Sie stammt wie einige andere Soldatinnen aus einer Militärfamilie. Und hier fragt man sich als Zuschauer durchaus, ob ihre Männer oder Väter, die teils als hochrangige Offiziere angestellt sind, konkret etwas unternommen haben. Einige von ihnen spricht Dick zwar, allerdings berichten sie nicht von eigenen Handlungen. Und trotz der Inklusion von Michael Matthews gehen die sexuellen Übergriffe auf Männer etwas unter, wo sie doch die Mehrheit der Fälle ausmachen, ebenso wie zum Schluss zwar viele Politiker viel reden, aber ebenfalls nicht auf mögliche Handlungen und Maßnahmen angesprochen werden. Hier hätte der Film noch Potenzial gehabt.

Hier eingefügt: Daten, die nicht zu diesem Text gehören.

PR #679, opened 2023-11-01
Support custom root directory for temporary directories and files

jambayk:
## Describe your changes
Olive uses a lot of temporary directories which are created in the default tempory directory root of the system. However, we encounter issues with storage, permissions, files disappearing, etc.
This PR adds a new olive module called `olive.tmp_dir` which allows setting/user an environment variable `OLIVE_TMP_DIR_ROOT` that will be used as the root directory for all olive based temporary directories. 

Code that set their own `dir` are unchanged. Most of them use the destination dir as the `dir` since that allows for fast move through rename (shutil.move under the same file system is a rename). 

Allow user to set custom root directory for olive temporary directories and files using environment variable `OLIVE_TMP_DIR_ROOT` or workflow config option `tmp_dir_root`.


olive/workflows/run/run.py
```diff
@@ -144,6 +145,10 @@ def run(config: Union[str, Path, dict], setup: bool = False, data_root: str = No
     set_default_logger_severity(config.engine.log_severity_level)
     ort.set_default_logger_severity(config.engine.ort_log_severity_level)
 
+    # set tmp dir root
+    if config.engine.tmp_dir_root is not None:
+        set_tmp_dir_root(config.engine.tmp_dir_root)
```
guotuofeng, line 150: it seems we can only change the tempfile.tempdir like https://docs.python.org/3/library/tempfile.html#tempfile.tempdir? so there is no need tmp_dir.py?

guotuofeng (changes requested):
https://docs.python.org/3/library/tempfile.html#tempfile.tempdir should be able to meet our requirements.

olive/workflows/run/config.py
```diff
@@ -34,6 +34,7 @@ class RunEngineConfig(EngineConfig):
     packaging_config: PackagingConfig = None
     log_severity_level: int = 1
     ort_log_severity_level: int = 3
+    tmp_dir_root: str = None  # if None, will use the whatever is set in OLIVE_TMP_DIR_ROOT
```
guotuofeng, line 37: should this belong engine config or run config? BTW, need the parameter passed by command line like:
python -m olive.workflows.run --config <config_path> --temp_dir blalblabla?

jambayk:
closing in favor of https://github.com/microsoft/Olive/pull/683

Aber auch so ist es erschütternd, wie in The Tillman Story zuvor erneut aufgezeigt zu bekommen, aus was für Menschen sich das US-Militär genau zusammenstellt und wozu die Leitung dieses Apparates im Stande ist, um seine Täter zu schützen und seine Opfer zu benachteiligen. Denn während die Hannah Sewells ihrer Jungfräulichkeit beraubt und die Kori Ciocas unwiderruflich verletzt wurden, hat das US-Militär nicht nur nie Verfahren gegen die Täter aufgenommen, sondern diese teils sogar ausgezeichnet oder befördert. Dabei sind sexuelle Übergriffe in der Armee kein reines US-Phänomen, sondern kommen auch bei uns in der Bundeswehr vor.

Rund 80 Vorfälle werden dort jährlich gemeldet, wobei nur ein Viertel der Soldatinnen dem Sozialwissenschaftlichen Institut der Bundeswehr nach die sexuellen Übergriffe überhaupt zur Anzeige bringt. Ganz so dramatisch wie in den USA scheint die Situation aber zumindest hierzulande (noch) nicht zu sein – und vermutlich würden Vergewaltigungen auch hier nicht als Berufsgefahr ausgelegt werden. Frauen in den USA sei in Bezug auf die Einschreibung zum Dienst beim Militär jedenfalls geraten: Don’t risk it. Denn wenn The Invisible War dem Zuschauer etwas zeigt, dann dass der berühmte US Army-Slogan “Be All You Can Be” für viele nicht viel heißt.